IS ACTUALLY BENEFICIAL ?
That would establish that NO DAMAGE has been done and therefore
NO COMPENSATION is due.

amirlach
May 27, 2018 11:55 am

How about a legal precedent? B.C.’s nine-page statement of claim alleges the intent of Alberta’s bill is to hurt to the province.
“A significant disruption in the supply of gasoline, diesel, and crude oil from Alberta to British Columbia would cause British Columbia irreparable harm,” the document asserts. “In addition to economic harm, a sudden disruption in supply could injure human health and safety in remote communities.”
https://www.msn.com/en-ca/money/topstories/bc-files-legal-challenge-to-alberta-law/ar-AAxEIED
There is an ongoing dispute between Alberta and British Columbia over pipelines. BC has effectively and unconstitutionally, blocked Alberta’s oil exports via a new pipeline. Alberta has threatened to cut off all pipelines coming and going to BC. BC gets most of it’s oil for gasoline from Alberta. Also most of BCs natural gas exports get to market via Alberta pipelines.
BC is making a threat to sue Alberta for effectively doing what BC is doing. The most ironic part is BCs claim that cutting them off of oil would “

Warren Blair
May 27, 2018 3:32 pm

“Was Industrialization Worth It?”
Who does Alsup think he is posing such a question?
Has the USA gone mad?
Delusional judiciary!
Delusional attorneys!
Delusional politicians!
Delusional administrators!
Delusional public!
Delusional big oil!
You simply can’t make this stuff up . . .

J Mac
May 27, 2018 6:07 pm

So far, so good! Alsup appears to be a pragmatic engineer/judge, requesting verifiable facts as substantiation for claims.
The most damning hypocrisies are the claims of harm from the protagonist cities, while failing to disclose the financial risks from those claimed ‘harms’ in their respective government bond issues. The Securities and Exchange Commission puts folks in prison for those types of ‘failure to disclose risks’ omissions!

Dave Fair
Reply to  J Mac
May 27, 2018 10:55 pm

Sadly, J Mac, it is all political kabuki and the SEC will not get involved. The SEC is also political in nature.

Rob
May 27, 2018 7:25 pm

These lawsuits are a raid on the pension plans. Unfortunately the oil companies are not smart enough to shut the fuel off to cities that launch these racketeering lawsuits.

Henry Chance
May 27, 2018 8:59 pm

I enjoy the picture of the camper and tents.
Koch industries bought fibers from Dupont and produce the Nylon, dacron and fibers, chemicals for coatings.
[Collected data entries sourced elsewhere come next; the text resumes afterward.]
PR #964, opened 2020-12-21
No badges

calellowitz:
This PR makes the value of badges on a menu screen lazily evaluated. Currently when formplayer walks through your menu session it evaluates them when constructing the main screen, which means for apps with badges every request is quite slow since all navigations goes through the home screen.

### DIFF
--- a/src/cli/java/org/commcare/util/screen/MenuScreen.java
+++ b/src/cli/java/org/commcare/util/screen/MenuScreen.java
@@ -34,11 +34,22 @@ public class MenuScreen extends Screen {
     private String mTitle;
 
     public String[] getBadges() {
+        if (badges == null) {
+            calculateBadges();
+        }
         return badges;
     }
 
     public void setBadges(String[] badges) {
         this.badges = badges;
+    }
+
+    private void calculateBadges() {
+        badges = new String[mChoices.length];
+        for (int i = 0; i < mChoices.length; i++) {
+            MenuDisplayable menu = mChoices[i];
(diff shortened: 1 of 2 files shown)


src/cli/java/org/commcare/util/screen/MenuScreen.java
```diff
@@ -34,13 +34,24 @@
...
+        }
         return badges;
     }
 
     public void setBadges(String[] badges) {
         this.badges = badges;
     }
 
+    private void calculateBadges() {
+        badges = new String[mChoices.length];
```
orangejenny, line 48: I don't have a clue if we have a convention about this, but I think using `this.memberVar` instead of `memberVar` is more readable.

src/main/java/org/commcare/suite/model/MenuLoader.java
```diff
@@ -42,6 +42,16 @@ public MenuLoader(CommCarePlatform platform, SessionWrapperInterface sessionWrap
         this.getMenuDisplayables(platform, sessionWrapper, menuId, hideTrainingRoot);
     }
 
+    public MenuLoader(CommCarePlatform platform, SessionWrapperInterface sessionWrapper,
```
orangejenny, line 45: Can the pre-existing constructor use the convention of calling this one and passing a value for `includeBadges`? It's not a lot of duplicate code, but it's going to be easy for a future dev to update one of the contructors instead of both.

orangejenny (approved):

PR #966, opened 2020-12-28
Merge master into formplayer

orangejenny:
There are several case claim improvements not yet available to formplayer, notably https://github.com/dimagi/commcare-core/pull/959 which is needed soon for the new USH dedup workflow.

I'm hoping to deploy this the week of the 4th and also deploy https://github.com/dimagi/formplayer/pull/787 as per Shubham's [comment](https://github.com/dimagi/formplayer/pull/787#issuecomment-743177409).

@shubham1g5 @ShivamPokhriyal @calellowitz @ctsims could you each look over your commits and approve this?

I am not currently planning to QA this but am open to disagreement.

### DIFF
--- a/build.gradle
+++ b/build.gradle
@@ -70,7 +70,7 @@ dependencies {
     compile 'joda-time:joda-time:2.9.4'
     compile 'com.carrotsearch:hppc:0.7.2'
     compile 'com.squareup.retrofit2:retrofit:2.3.0'
-    compile 'com.squareup.okhttp3:okhttp:4.4.1'
+    compile 'com.squareup.okhttp3:okhttp:3.12.12'
     compile 'com.google.code.findbugs:jsr305:3.0.2'
     compile 'io.reactivex.rxjava2:rxjava:2.1.1'
 
--- a/src/main/java/org/commcare/session/RemoteQuerySessionManager.java
+++ b/src/main/java/org/commcare/session/RemoteQuerySessionManager.java
@@ -15,6 +15,7 @@ import org.javarosa.xml.ElementParser;
 import org.javarosa.xml.TreeElementParser;
 import org.javarosa.xml.util.InvalidStructureException;
 import org.javarosa.xml.util.UnfullfilledRequirementsException;
+import org.javarosa.xpath.XPathException;
 import org.javarosa.xpath.expr.FunctionUtils;
 import org.javarosa.xpath.expr.XPathExpression;
 import org.kxml2.io.KXmlParser;
@@ -42,23 +43,27 @@ public class RemoteQuerySessionManager {
             new Hashtable<>();
 
     private RemoteQuerySessionManager(RemoteQueryDatum queryDatum,
-                                      EvaluationContext evaluationContext) {
+                                      EvaluationContext evaluationContext) throws XPathException {
         this.queryDatum = queryDatum;
         this.evaluationContext = evaluationContext;
         initUserAnswers();
     }
 
-    private void initUserAnswers() {
+    private void initUserAnswers() throws XPathException {
         OrderedHashtable<String, QueryPrompt> queryPrompts = queryDatum.getUserQueryPrompts();
         for (Enumeration en = queryPrompts.keys(); en.hasMoreElements(); ) {
             String promptId = (String)en.nextElement();
             QueryPrompt prompt = queryPrompts.get(promptId);
-            userAnswers.put(prompt.getKey(), "");
+            String defaultValue = "";
+            if(prompt.getDefaultValueExpr() != null) {
+                defaultValue = FunctionUtils.toString(prompt.getDefaultValueExpr().eval(evaluationContext));
+            }
+            userAnswers.put(prompt.getKey(), defaultValue);
         }
     }
 
     public static RemoteQuerySessionManager buildQuerySessionManager(CommCareSession session,
-                                                                     EvaluationContext sessionContext) {
+                                                                     EvaluationContext sessionContext)  throws XPathException {
         SessionDatum datum;
         try {
             datum = session.getNeededDatum();
--- a/src/main/java/org/commcare/session/RemoteQuerySessionManager.java
+++ b/src/main/java/org/commcare/session/RemoteQuerySessionManager.java
@@ -1,20 +1,22 @@
 package org.commcare.session;
 
+import org.commcare.cases.util.StringUtils;
 import org.commcare.modern.util.Pair;
-import org.commcare.suite.model.DisplayUnit;
+import org.commcare.suite.model.QueryPrompt;
 import org.commcare.suite.model.RemoteQueryDatum;
 import org.commcare.suite.model.SessionDatum;
+import org.javarosa.core.model.SelectChoice;
 import org.javarosa.core.model.condition.EvaluationContext;
 import org.javarosa.core.model.instance.ExternalDataInstance;
 import org.javarosa.core.model.instance.TreeElement;
+import org.javarosa.core.model.utils.ItemSetUtils;
 import org.javarosa.core.util.OrderedHashtable;
-import org.javarosa.xpath.expr.FunctionUtils;
 import org.javarosa.xml.ElementParser;
 import org.javarosa.xml.TreeElementParser;
 import org.javarosa.xml.util.InvalidStructureException;
 import org.javarosa.xml.util.UnfullfilledRequirementsException;
+import org.javarosa.xpath.expr.FunctionUtils;
 import org.javarosa.xpath.expr.XPathExpression;
-import org.javarosa.xpath.expr.XPathFuncExpr;
 import org.kxml2.io.KXmlParser;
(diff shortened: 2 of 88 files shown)


shubham1g5 (commented):
Looks good to me. There are some minor changes this PR will require on Formplayer side as seen in this [commit](https://github.com/dimagi/formplayer/pull/799/commits/7011ed5ac9075fb07bd832dc3feac1ccd9067475). I am happy to PR them separately with just the changes needed to support the default value in case claim if needed. 

I think it would be nice for this to go through a cursory QA given the large amount of changes. 

The bigger challenge in getting this out is on infra side though as bumping the DB version would force fresh restores for all users. @ctsims  and @dannyroberts  were looking at this issue earlier and we should wait for a go ahead from one of them before we deploy this.

ctsims:
@orangejenny I 100% think we should QA this.

@shubham1g5 I will read through to review for model changes, but is there a particular one that you think will require a userdb rebuild? There are 100% changes that will require app rebuilds, but I did a cursory review the other day and didn't spot any userdb changes specifically.

src/main/java/org/commcare/session/RemoteQuerySessionManager.java
```diff
@@ -40,6 +45,16 @@ private RemoteQuerySessionManager(RemoteQueryDatum queryDatum,
                                       EvaluationContext evaluationContext) {
         this.queryDatum = queryDatum;
         this.evaluationContext = evaluationContext;
+        initUserAnswers();
+    }
+
+    private void initUserAnswers() {
+        OrderedHashtable<String, QueryPrompt> queryPrompts = queryDatum.getUserQueryPrompts();
+        for (Enumeration en = queryPrompts.keys(); en.hasMoreElements(); ) {
+            String promptId = (String)en.nextElement();
```
ctsims, line 54: I think this needs to get updated to make sure this pr is included:
https://github.com/dimagi/commcare-core/pull/959

which has the init behavior for the query screen that USH needs for performing de-dupe.

src/main/java/org/javarosa/core/model/FormDef.java
```diff
@@ -1343,177 +1347,16 @@ public String fillTemplateString(String template, TreeReference contextRef, Hash
...
-     * Identify the itemset in the backend model, and create a set of SelectChoice
-     * objects at the current question reference based on the data in the model.
-     *
-     * Will modify the itemset binding to contain the relevant choices
-     *
-     * @param itemset The binding for an itemset, where the choices will be populated
-     * @param curQRef A reference to the current question's element, which will be
-     *                used to determine the values to be chosen from.
-     */
-    public void populateDynamicChoices(ItemsetBinding itemset, TreeReference curQRef) {
```
ctsims, line 1356: @shubham1g5 Shout out again for refactoring this code out. Anything that drops the size of the FormDef object by 200 lines is a huge improvement to the readability of the code.

ctsims (approved):
Only one concrete thing I think needs to be updated. 

I didn't identify anything in this PR that would require a UserDB rebuild, by the way, so I think we can avoid a cold start. Would be very helpful for someone to confirm, though.

build.gradle
```diff
@@ -70,7 +70,7 @@ dependencies {
     compile 'joda-time:joda-time:2.9.4'
     compile 'com.carrotsearch:hppc:0.7.2'
     compile 'com.squareup.retrofit2:retrofit:2.3.0'
-    compile 'com.squareup.okhttp3:okhttp:4.4.1'
+    compile 'com.squareup.okhttp3:okhttp:3.12.12'
```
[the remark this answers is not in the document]
orangejenny: @ShivamPokhriyal

orangejenny:
Cool, [QA ticket](https://dimagi-dev.atlassian.net/browse/QA-2218) created. I just asked for a formplayer regression and verified that includes case claim. If there's anything additional QA should focus on, please comment on that ticket.

@shubham1g5 So https://github.com/dimagi/formplayer/pull/799, or at least that commit, should be deployed at the same time as this PR? That sounds fine.

I'm planning to chat with @dannyroberts about the rollout, yes. Even if it's only app rebuilds, we might want to consider deploying over two nights instead of all at once.

src/main/java/org/commcare/session/RemoteQuerySessionManager.java
orangejenny: Thanks for flagging, my master was a couple of commits behind HEAD. That PR is now included, along with a few more commits from @shubham1g5 and @stephherbers

ctsims: great, thanks. Reviewed the new commits and didn't see any UserDB changes in those either.

build.gradle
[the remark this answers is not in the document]
shubham1g5: This was intentionally done for mobile as newer okhttp versions only provide support for Android 5+ and `3.12.12` is a okhttp backport for apps supporting Android 4 or lesser.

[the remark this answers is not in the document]
ctsims: Ah, thanks for confirming. I imagine this should be fine for formplayer and if there are any issues they'd show up in a general QA pass.

shubham1g5:
> I didn't identify anything in this PR that would require a UserDB rebuild, by the way, so I think we can avoid a cold start. Would be very helpful for someone to confirm, though.

Went through commits and confirming this is the case indeed. This merge seem harmless in that scenario though we won't be able to push https://github.com/dimagi/formplayer/pull/787  out with this. 

> So dimagi/formplayer#799, or at least that commit, should be deployed at the same time as this PR? That sounds fine.

Yes, dimagi/formplayer#799 will need the corresponding HQ changes to be deployed first though while that commit can be deployed without the HQ changes.

shubham1g5:
@orangejenny We should also update the [version here](https://github.com/dimagi/commcare-core/blob/master/src/cli/java/org/commcare/util/engine/CommCareConfigEngine.java#L71) to `50` as part of this PR as this merge will upgrade Formplayer to all changes added till CommCare 2.50 mobile version.

orangejenny:
@shubham1g5 Thank you, just added fdc85703c to update the version.

ctsims:
> > I didn't identify anything in this PR that would require a UserDB rebuild, by the way, so I think we can avoid a cold start. Would be very helpful for someone to confirm, though.
> 
> Went through commits and confirming this is the case indeed. This merge seem harmless in that scenario though we won't be able to push [dimagi/formplayer#787](https://github.com/dimagi/formplayer/pull/787) out with this.
> 
> > So [dimagi/formplayer#799](https://github.com/dimagi/formplayer/pull/799), or at least that commit, should be deployed at the same time as this PR? That sounds fine.
> 
> Yes, [dimagi/formplayer#799](https://github.com/dimagi/formplayer/pull/799) will need the corresponding HQ changes to be deployed first though while that commit can be deployed without the HQ changes.

Thanks for the spot check, glad to hear I didn't miss anything, and definitely happy for 787 to go out with its own lifecycle.

I think it would still be helpful for someone to physically confirm that sandboxes don't break by creating some piece of state of each type (a synced user with incomplete forms) and ensuring that all of those pieces work after updating to the new head. 

Since we don't do migrations it might actually be a good idea to have a way to easily produce a pre-saved DB file based on a CCZ and based on a restore XML file, and keep a pre-made sandbox of the "Current" clean state in the test assets. That would give us a lot more confidence into whether or not an update breaks one build or the other. I can see if I can put that together quickly to use for this.

ctsims:
@orangejenny I made a pr in formplayer to test what I was describing https://github.com/dimagi/formplayer/pull/802 . 

I can run it against this as soon as https://github.com/dimagi/formplayer/pull/800 is updated to target this head in the cc-core library reference.

shubham1g5 (approved):

orangejenny:
> I think it would still be helpful for someone to physically confirm that sandboxes don't break by creating some piece of state of each type (a synced user with incomplete forms) and ensuring that all of those pieces work after updating to the new head.

@ctsims Is this no longer needed because of https://github.com/dimagi/formplayer/pull/802? Or should I still do this?

ctsims:
@orangejenny I think https://github.com/dimagi/formplayer/pull/802 takes care of this. I did confirm that the test caught sandboxes breaking in a few different ways.

The only thing I'm not sure about is incomplete forms, which I'd forgotten about until re-reading this. That's certainly lower risk (I'm not sure USH even uses them), but might be worth testing directly.

orangejenny:
@ctsims Cool, I can test incomplete forms.

orangejenny:
Confirming that I tested incomplete forms locally:
* Checked out formplayer `master` and commcare-core `formplayer`, built jar
* Opened a form and filled out some fields
* Checked out formplayer `formplayer_2.50` and commcare-core `jls/formplayer-merge-master`, built jar
* Went into incomplete forms, found form, opened it and saw previous answers, finished and submitted it.

orangejenny:
QA is complete.

PR #971, opened 2021-01-20
Skip to Default Search and Search Again

shubham1g5:
Adds 'default_search' to Query Datum and 'redo_last`parameter to an Action

### DIFF
--- a/src/main/java/org/commcare/suite/model/Action.java
+++ b/src/main/java/org/commcare/suite/model/Action.java
@@ -83,6 +83,10 @@ public class Action implements Externalizable {
         return isAutoLaunching;
     }
 
+    public boolean isRedoLast() {
+        return redoLast;
+    }
+
     public boolean hasActionBarIcon() {
         return !"".equals(iconReferenceForActionBar);
     }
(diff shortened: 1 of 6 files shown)


src/main/java/org/commcare/suite/model/Action.java
```diff
@@ -30,6 +30,7 @@
     private XPathExpression relevantExpr;
     private String iconReferenceForActionBar;
     private boolean isAutoLaunching;
+    private boolean redoLast;
```
orangejenny, line 33: Does this need a getter and setter? I'm getting this locally:
```
> Task :compileJava
warning: unknown enum constant When.MAYBE
  reason: class file for javax.annotation.meta.When not found
/Users/jschweers/Documents/formplayer/src/main/java/org/commcare/formplayer/beans/menus/EntityListResponse.java:299: error: invalid method reference
        return formatActionsWithFilter(session, Action::isRedoLast);
```

shubham1g5: Ahh weird, can you make sure you are on Java 8 ? It's compiling successfully for me. The error seems to happen because of the method reference syntax `Action::isRedoLast` but also weird that you are not getting the same for `Action::isAutoLaunching`.

orangejenny: I worked around it with a local modification for a couple of days and then the error just disappeared, so... 🤷  ? At least it's good now.

orangejenny (approved):

PR #972, opened 2021-01-21
refreshes itemset choices after answering each prompt

shubham1g5:
https://dimagi-dev.atlassian.net/browse/QA-2340

The issue was happening since we were not refreshing the itemset choices after setting a select prompt value but only after we have set all prompts values ([removed here](https://github.com/dimagi/formplayer/pull/803/commits/f5efd3383123738ac9e04348540aa75b3d08c59e)).

### DIFF
--- a/src/cli/java/org/commcare/util/screen/QueryScreen.java
+++ b/src/cli/java/org/commcare/util/screen/QueryScreen.java
@@ -15,6 +15,7 @@ import java.io.IOException;
 import java.io.InputStream;
 import java.io.PrintStream;
 import java.net.URL;
+import java.util.Enumeration;
 import java.util.Hashtable;
 import java.util.Map;
 import java.util.Vector;
@@ -126,7 +127,8 @@ public class QueryScreen extends Screen {
     }
 
     public void answerPrompts(Hashtable<String, String> answers) {
-        for (String key : userInputDisplays.keySet()) {
+        for (Enumeration en = userInputDisplays.keys(); en.hasMoreElements(); ) {
+            String key = (String)en.nextElement();
             QueryPrompt queryPrompt = userInputDisplays.get(key);
             String answer = answers.get(key);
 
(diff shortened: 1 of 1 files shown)


src/cli/java/org/commcare/util/screen/QueryScreen.java
```diff
@@ -140,9 +142,15 @@ public void answerPrompts(Hashtable<String, String> answers) {
...
-                answer = selectChoices.get(choiceIndex).getValue();
+                if (choiceIndex < selectChoices.size()) {
+                    answer = selectChoices.get(choiceIndex).getValue();
+                } else {
+                    // answer is no longer a valid choice, so clear it out
+                    answer = "";
+                }
             }
             remoteQuerySessionManager.answerUserPrompt(key, answer);
+            refreshItemSetChoices();
```
orangejenny, line 153: Checking my understanding: `answer` is initially the index in the old choice list, then `getValue` converts it to a value, then `refreshItemSetChoices` updates the dropdown options and also takes care of making sure that if the value is now at a different index, the index gets updated?

orangejenny (approved):

src/cli/java/org/commcare/util/screen/QueryScreen.java
shubham1g5: @orangejenny That's correct. `refreshItemSetChoices` just updates the dropdown options based on the new `values` set and if the current value is not present in the updated dropdown options, it reset the current value for the prompt to empty. This is [the part](https://github.com/dimagi/formplayer/blob/caseClaim+jls/parent-child-case-search/src/main/java/org/commcare/formplayer/beans/menus/QueryResponseBean.java#L46-L49) that updates the index later when sending the answers to the web apps.

orangejenny: ah, I hadn't found that last part. Thank you for explaining.

orangejenny: I think either I'm misunderstanding or this isn't working quite right. This is with master checked out, and the "mood" dropdown varies depending on the "rating" dropdown. But changing rating is changing the value of mood - that shouldn't happen, right? Shouldn't it either keep the same value or get cleared?
UGOYa2fw3B

shubham1g5: yeah the mood value should get cleared. Will see if I can fix it.

PR #975, opened 2021-02-03
Auto Advance with auto launch in a single request

shubham1g5:
Supporting changes for https://github.com/dimagi/formplayer/pull/843

### DIFF
--- a/src/cli/java/org/commcare/util/screen/CompoundScreenHost.java
+++ b/src/cli/java/org/commcare/util/screen/CompoundScreenHost.java
@@ -31,8 +31,8 @@ public abstract class CompoundScreenHost extends Screen {
     }
 
     @Override
-    public final boolean handleInputAndUpdateSession(CommCareSession session, String input) throws CommCareSessionException {
-        if (getCurrentScreen().handleInputAndUpdateHost(input, this)) {
+    public final boolean handleInputAndUpdateSession(CommCareSession session, String input, boolean allowAutoLaunch) throws CommCareSessionException {
+        if (getCurrentScreen().handleInputAndUpdateHost(input, this, allowAutoLaunch)) {
             this.updateSession(session);
             return false;
         }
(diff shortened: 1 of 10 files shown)


src/cli/java/org/commcare/util/screen/CompoundScreenHost.java
```diff
@@ -31,8 +31,8 @@ public void prompt(PrintStream out) throws CommCareSessionException {
     }
 
     @Override
-    public final boolean handleInputAndUpdateSession(CommCareSession session, String input) throws CommCareSessionException {
-        if (getCurrentScreen().handleInputAndUpdateHost(input, this)) {
+    public final boolean handleInputAndUpdateSession(CommCareSession session, String input, boolean allowAutoLaunch) throws CommCareSessionException {
```
ctsims, line 34: Flags like this always cause me a bit of pause because it's not obvious when and how the autolaunch behavior should be triggered and propagated.

What are the circumstances in which one wouldn't propagate the autolaunch? Is the flag there primarily to hedge against the possibility that it might cause problems in some circumstance?

ctsims (approved):

src/cli/java/org/commcare/util/screen/CompoundScreenHost.java
orangejenny: > Is the flag there primarily to hedge against the possibility that it might cause problems in some circumstance?

Originally, yes. That flag exists because at the time of adding it, I wasn't confident enough in formplayer test coverage to be sure it wasn't going to break another workflow. I don't remember if there was actually a known workflow that broke without the flag.

shubham1g5: I took a paas at refining the `allowAutoLaunch` flag a bit and it seems like the only place it's tunred off now is while [rebuilding the session](https://github.com/dimagi/formplayer/blob/autoLaunchRevamp/src/main/java/org/commcare/formplayer/services/MenuSessionFactory.java#L79) which seems intended as we probably want to bypass the mark and rewind worklfow caused by case search while rebuilding session.

orangejenny:
Force pushed because I accidentally merged in master. No real changes.

PR #976, opened 2021-02-08
reuse xformparser method for loading form XML into form def

snopoke:
These two methods are essentially identical:

https://github.com/dimagi/commcare-core/blob/5184a5d9c4c76192b9d76f599823830c5f40ded0/src/main/java/org/javarosa/xform/parse/XFormParser.java#L2826
https://github.com/dimagi/commcare-core/blob/2f3530ad5df21f233c357ae07630514accb8fece/src/translate/java/org/javarosa/xform/schema/FormInstanceLoader.java#L46

Refactored the one used in less places (the utility in `translate` to call the one in `XFormParser`

### DIFF
--- a/src/main/java/org/javarosa/xform/parse/XFormParser.java
+++ b/src/main/java/org/javarosa/xform/parse/XFormParser.java
@@ -2814,8 +2814,8 @@ public class XFormParser {
         }
     }
 
-    public void loadXmlInstance(FormDef f, Reader xmlReader) throws IOException {
-        loadXmlInstance(f, getXMLDocument(xmlReader));
+    public static FormDef loadXmlInstance(FormDef formDef, Reader xmlReader) throws IOException {
+        return loadXmlInstance(formDef, getXMLDocument(xmlReader));
     }
 
     /**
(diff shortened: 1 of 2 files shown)


src/main/java/org/javarosa/xform/parse/XFormParser.java
```diff
@@ -2814,21 +2814,24 @@ private void checkDependencyCycles() {
         }
     }
 
-    public void loadXmlInstance(FormDef f, Reader xmlReader) throws IOException {
-        loadXmlInstance(f, getXMLDocument(xmlReader));
+    public static FormDef loadXmlInstance(FormDef formDef, Reader xmlReader) throws IOException {
```
snopoke, line 2817: This was calling a static method so no reason it shouldn't itself be static

src/main/java/org/javarosa/xform/parse/XFormParser.java
```diff
@@ -2839,14 +2842,9 @@ public static void loadXmlInstance(FormDef f, Document xmlInst) {
...
 
         // populated model to current form
-        f.getMainInstance().setRoot(templateRoot);
-
-        // if the new instance is inserted into the formdef before f.initialize() is called, this
-        // locale refresh is unnecessary
-        //   Localizer loc = f.getLocalizer();
-        //   if (loc != null) {
-        //       f.localeChanged(loc.getLocale(), loc);
-        //     }
```
snopoke, line 2849: This has been commented out since 2011 so I think it's safe to delete.

src/translate/java/org/javarosa/xform/schema/FormInstanceLoader.java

Invista. When a greenie weenie gets their panties in a bunch, Koch fibers are right there. Koch must be demonized. lol

michael hart
May 27, 2018 10:09 pm

What happens if the plaintiffs submit a scandalous crock that goes unchallenged, such as “Michael Mann’s hockey stick isn’t really the worst case of scientific malfeasance since the Piltdown Man”, and this same assertion then rears it’s ugly carapace elsewhere in, say, a libel trial, and is claimed as a “fact”?

Dave Fair
Reply to  michael hart
May 27, 2018 11:04 pm

Scandalous crocks rarely go unchallenged in U.S. tort cases, Michael.

Matt G
May 28, 2018 7:41 am

This reminds of what have the Romans done for us? Instead of Romans replace with oil or industrialization.
http://www.epicure.demon.co.uk/whattheromans.html

All these people against this are a hypocrite using any products from oil or industrial revolution.

Joel Snider
May 29, 2018 7:10 pm

I’ve been saying for years, this was going to be the next tactic.